Add explicit sized integer and float types to Incan, enabling precise control over numeric representation for FFI, binary protocols, and memory-sensitive applications.

This RFC also introduces a Builtin Type Registry infrastructure (Phase 0) that allows incan_core::lang registries to be the source of truth for builtin type methods, eliminating hardcoded method lookups scattered across the compiler.

Motivation

Currently, Incan has only two numeric types:

  • inti64 (64-bit signed)
  • floatf64 (64-bit float)

This simplicity is great for general-purpose code, but insufficient for:

  1. FFI / Rust Interop — Calling Rust functions that expect specific sizes
  2. Binary Protocols — Parsing network packets, file formats (PNG, MP3, etc.)
  3. Memory Efficiency — Large arrays where i8 vs i64 matters (8x difference)
  4. Hardware Interfaces — GPIO pins, registers, embedded systems
  5. Cryptography — Exact bit-width operations

Example Problem

# Current: Can't express this cleanly
from rust::std::net import TcpStream

# TcpStream::connect expects &str, but port is u16 internally
# How do we work with u16 port numbers?

Design

New Types

Incan Type Rust Type Description
i8 i8 8-bit signed (-128 to 127)
i16 i16 16-bit signed
i32 i32 32-bit signed
i64 i64 64-bit signed (same as int)
i128 i128 128-bit signed
u8 u8 8-bit unsigned (0 to 255)
u16 u16 16-bit unsigned
u32 u32 32-bit unsigned
u64 u64 64-bit unsigned
u128 u128 128-bit unsigned
f32 f32 32-bit float
f64 f64 64-bit float (same as float)
isize isize Pointer-sized signed
usize usize Pointer-sized unsigned

Type Aliases (Preserved)

The existing int and float remain as aliases:

# These are equivalent
x: int    # Preferred for general code
x: i64    # Explicit when size matters

y: float  # Preferred for general code  
y: f64    # Explicit when size matters

Literals

Without Suffix (Default)

Unsuffixed literals infer type from context, defaulting to int/float:

let x = 42        # int (i64)
let y = 3.14      # float (f64)
let z: i32 = 42   # i32 (from annotation)

With Suffix (Explicit)

let a = 42i8      # i8
let b = 42u16     # u16
let c = 42i32     # i32
let d = 42u64     # u64
let e = 3.14f32   # f32
let f = 255u8     # u8

Conversions

Explicit Casting Required

No implicit narrowing — all conversions are explicit:

let big: i64 = 1000
let small: i16 = big as i16        # Explicit cast (may truncate)
let safe: i16 = i16.try_from(big)? # Safe conversion (returns Result)

Conversion Functions

# Fallible conversions (return Result)
let x: Result[i16, ConversionError] = i16.try_from(big_value)

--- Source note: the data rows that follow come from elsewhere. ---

PR #8484, opened 2018-01-26
Merge install scripts from master to release/2.0.0

ghost:
Typically, CLI:release/2.0.0 holds the latest version of the install scripts. Recently, with the introduction of Alpine, et al, CLI:master holds the latest versions. This will update release/2.0.0

### DIFF
--- a/scripts/obtain/dotnet-install.ps1
+++ b/scripts/obtain/dotnet-install.ps1
@@ -34,8 +34,17 @@
     Architecture of dotnet binaries to be installed.
     Possible values are: <auto>, x64 and x86
 .PARAMETER SharedRuntime
+    This parameter is obsolete and may be removed in a future version of this script.
+    The recommended alternative is '-Runtime dotnet'.
+
     Default: false
-    Installs just the shared runtime bits, not the entire SDK
+    Installs just the shared runtime bits, not the entire SDK.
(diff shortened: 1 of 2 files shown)


scripts/obtain/dotnet-install.ps1
```diff
@@ -34,8 +34,17 @@
...
+
     Default: false
-    Installs just the shared runtime bits, not the entire SDK
+    Installs just the shared runtime bits, not the entire SDK.
+    This is equivalent to specifying `-Runtime dotnet`.
+.PARAMETER Runtime
+    Installs just a shared runtime, not the entire SDK.
+    Possible values:
+        - dotnet
+        - aspnetcore
```
natemcmaster: Just to be clear, there is no ASP.NET core shared runtime for 2.0.x, so this doesn't really apply to this branch.

johnbeisner: @natemcmaster
The script is intended to work in ALL branches - is it your stance that the recent additions for ASP.NET are branch specific?

natemcmaster: The script should work just fine on this branch, but users will have to specify `-channel master` or `-version 2.1.0-something` for installing aspnetcore to work.

natemcmaster (approved):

# Infallible widening (always safe)
let wide: i64 = i64.from(small_value)  # i16 -> i64 always works

# Truncating cast (use with caution)
let truncated: i8 = big_value as i8    # May lose data

Arithmetic

Same-type operations return the same type:

let a: i32 = 10
let b: i32 = 20
let c: i32 = a + b  # i32

# Mixed types require explicit conversion
let x: i32 = 10
let y: i64 = 20
let z = x as i64 + y  # Must convert first

Overflow Behavior

Follow Rust's behavior:

  • Debug builds: Panic on overflow
  • Release builds: Wrap (two's complement)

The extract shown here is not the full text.